Frankfurt a.M., Addis Abeba (epd). In Äthiopien hat sich die zweite größere Partei von den für Juni geplanten Parlamentswahlen zurückgezogen. Die Oromo-Befreiungsfront (OLF) teilte laut dem britischen Sender BBC vom Dienstag mit, sie werde zu ihrem Bedauern nicht an dem Urnengang teilnehmen. Schuld sei die Partei von Ministerpräsident Abiy Ahmed. Die Inhaftierung einiger OLF-Anführer und die Schließung ihrer Büros habe die Arbeit der Partei unterbrochen. Der demokratische Raum sei verengt.
Die OLF ist eine frühere Rebellengruppe und hat viele Anhänger in der Oromo-Bevölkerung, die die größte Ethnie des Vielvölkerstaats Äthiopien mit insgesamt 110 Millionen Einwohnern stellen. In der vergangenen Woche hatte bereits der Oromo-Föderalisten-Kongress (OFC) unter Jawar Mohammed erklärt, er sei gezwungen worden, sich von den Wahlen am 5. Juni zurückzuziehen. Die Abstimmung gilt als Prüfstein für Abiys Demokratisierungsprozess. Äthiopien war lange faktisch ein Einparteienstaat.
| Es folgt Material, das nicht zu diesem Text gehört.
PR #2672, opened 2018-04-05
improve test coverage for key-resolver

grosser:
@ragurney 

not having a project is not a valid usecase anyway so better fail fast before we add more bugs ...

Ministerpräsident Abiy ist selbst Oromo. Mit seinem Amtsantritt 2018 waren Hoffnungen auf eine Öffnung des lange autoritär regierten nordostafrikanischen Landes verbunden. Vieles hat sich erfüllt, aber auf Autonomie-Bestrebungen reagierte er mit harter Hand und der Einschränkung von Grundrechten. So trug der militärische Konflikt in der Region Tigray Abiy viel Kritik ein, nachdem er 2018 auch wegen des Friedensschlusses mit dem Nachbarland Eritrea den Friedensnobelpreis bekommen hatte.